> _WHAT YOU NEED TO DO_
Give only the number of lines in the records that include "opened".

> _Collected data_
-- -- --
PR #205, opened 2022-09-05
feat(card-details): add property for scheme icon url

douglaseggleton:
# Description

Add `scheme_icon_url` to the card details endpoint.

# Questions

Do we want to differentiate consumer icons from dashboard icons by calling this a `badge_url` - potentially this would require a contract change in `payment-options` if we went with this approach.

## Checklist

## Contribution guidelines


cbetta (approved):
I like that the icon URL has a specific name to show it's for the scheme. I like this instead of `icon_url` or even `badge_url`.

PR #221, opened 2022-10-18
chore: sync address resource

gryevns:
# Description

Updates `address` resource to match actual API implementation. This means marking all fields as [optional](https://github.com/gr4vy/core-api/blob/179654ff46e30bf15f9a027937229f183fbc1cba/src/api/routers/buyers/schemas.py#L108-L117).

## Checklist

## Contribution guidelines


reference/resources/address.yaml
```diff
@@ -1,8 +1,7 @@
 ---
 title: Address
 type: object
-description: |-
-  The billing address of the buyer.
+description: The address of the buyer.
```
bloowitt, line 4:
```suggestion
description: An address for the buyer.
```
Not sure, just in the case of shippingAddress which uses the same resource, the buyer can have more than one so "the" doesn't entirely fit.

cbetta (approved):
-- -- --
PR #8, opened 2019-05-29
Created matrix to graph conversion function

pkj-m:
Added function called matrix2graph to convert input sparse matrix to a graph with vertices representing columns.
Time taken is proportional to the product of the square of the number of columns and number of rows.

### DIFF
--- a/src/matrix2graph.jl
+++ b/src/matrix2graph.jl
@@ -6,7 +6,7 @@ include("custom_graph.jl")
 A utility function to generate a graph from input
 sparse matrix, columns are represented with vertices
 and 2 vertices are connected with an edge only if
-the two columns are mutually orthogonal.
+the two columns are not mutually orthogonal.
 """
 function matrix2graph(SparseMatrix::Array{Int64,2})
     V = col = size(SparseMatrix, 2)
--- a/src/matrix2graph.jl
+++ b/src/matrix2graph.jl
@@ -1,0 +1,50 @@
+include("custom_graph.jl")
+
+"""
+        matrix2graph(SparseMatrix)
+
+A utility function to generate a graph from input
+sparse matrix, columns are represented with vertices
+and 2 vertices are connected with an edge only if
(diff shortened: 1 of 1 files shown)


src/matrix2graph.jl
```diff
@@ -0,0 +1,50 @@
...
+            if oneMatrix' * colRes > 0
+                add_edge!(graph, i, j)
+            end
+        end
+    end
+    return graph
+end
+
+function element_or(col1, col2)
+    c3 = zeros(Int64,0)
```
-- -- --
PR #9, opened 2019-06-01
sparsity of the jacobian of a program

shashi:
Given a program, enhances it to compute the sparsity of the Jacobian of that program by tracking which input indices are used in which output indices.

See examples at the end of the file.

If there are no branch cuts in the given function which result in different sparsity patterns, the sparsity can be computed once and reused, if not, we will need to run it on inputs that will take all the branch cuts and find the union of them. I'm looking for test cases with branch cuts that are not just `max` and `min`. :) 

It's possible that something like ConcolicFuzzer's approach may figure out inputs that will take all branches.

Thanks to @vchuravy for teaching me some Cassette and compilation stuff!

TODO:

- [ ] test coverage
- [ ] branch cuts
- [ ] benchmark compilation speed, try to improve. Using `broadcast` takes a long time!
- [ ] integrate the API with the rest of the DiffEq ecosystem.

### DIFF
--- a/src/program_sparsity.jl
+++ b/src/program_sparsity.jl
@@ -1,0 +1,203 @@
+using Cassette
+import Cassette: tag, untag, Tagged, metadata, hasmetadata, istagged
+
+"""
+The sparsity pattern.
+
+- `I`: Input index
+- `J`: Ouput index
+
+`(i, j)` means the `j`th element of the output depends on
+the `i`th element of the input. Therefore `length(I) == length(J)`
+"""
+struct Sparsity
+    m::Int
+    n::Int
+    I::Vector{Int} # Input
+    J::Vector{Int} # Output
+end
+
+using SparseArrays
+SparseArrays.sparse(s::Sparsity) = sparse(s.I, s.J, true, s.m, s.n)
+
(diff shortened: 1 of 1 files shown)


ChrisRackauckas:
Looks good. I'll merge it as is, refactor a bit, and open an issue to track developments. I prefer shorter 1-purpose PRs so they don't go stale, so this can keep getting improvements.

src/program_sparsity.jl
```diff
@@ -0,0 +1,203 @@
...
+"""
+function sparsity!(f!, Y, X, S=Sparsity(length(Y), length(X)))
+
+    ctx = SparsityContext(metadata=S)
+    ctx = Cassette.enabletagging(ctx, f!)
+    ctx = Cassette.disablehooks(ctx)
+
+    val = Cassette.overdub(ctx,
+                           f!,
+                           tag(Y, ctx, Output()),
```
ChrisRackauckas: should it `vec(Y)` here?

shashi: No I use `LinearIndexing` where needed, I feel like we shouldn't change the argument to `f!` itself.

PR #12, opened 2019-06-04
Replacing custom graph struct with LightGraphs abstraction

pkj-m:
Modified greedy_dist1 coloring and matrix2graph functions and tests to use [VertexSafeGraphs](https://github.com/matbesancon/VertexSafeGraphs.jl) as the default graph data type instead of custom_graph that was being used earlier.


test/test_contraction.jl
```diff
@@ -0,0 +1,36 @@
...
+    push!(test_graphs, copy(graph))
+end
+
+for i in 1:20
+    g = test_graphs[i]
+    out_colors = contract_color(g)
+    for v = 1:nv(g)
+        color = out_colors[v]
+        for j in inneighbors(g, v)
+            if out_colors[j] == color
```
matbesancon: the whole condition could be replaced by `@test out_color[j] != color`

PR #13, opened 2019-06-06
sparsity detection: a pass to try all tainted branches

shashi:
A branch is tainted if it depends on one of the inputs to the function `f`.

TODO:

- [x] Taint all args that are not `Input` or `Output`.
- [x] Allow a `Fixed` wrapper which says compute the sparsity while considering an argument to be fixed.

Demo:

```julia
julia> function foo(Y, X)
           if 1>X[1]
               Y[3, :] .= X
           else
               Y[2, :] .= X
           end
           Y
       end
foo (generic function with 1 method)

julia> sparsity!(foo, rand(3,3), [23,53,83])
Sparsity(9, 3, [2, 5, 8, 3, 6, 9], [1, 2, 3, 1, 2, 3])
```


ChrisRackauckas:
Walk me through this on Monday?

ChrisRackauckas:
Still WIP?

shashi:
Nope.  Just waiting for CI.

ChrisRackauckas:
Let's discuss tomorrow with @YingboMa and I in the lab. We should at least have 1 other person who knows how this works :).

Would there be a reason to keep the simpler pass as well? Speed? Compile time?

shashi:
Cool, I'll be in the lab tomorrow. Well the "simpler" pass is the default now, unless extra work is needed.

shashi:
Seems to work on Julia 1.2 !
-- -- --
> _EXERCISE ANSWER_
6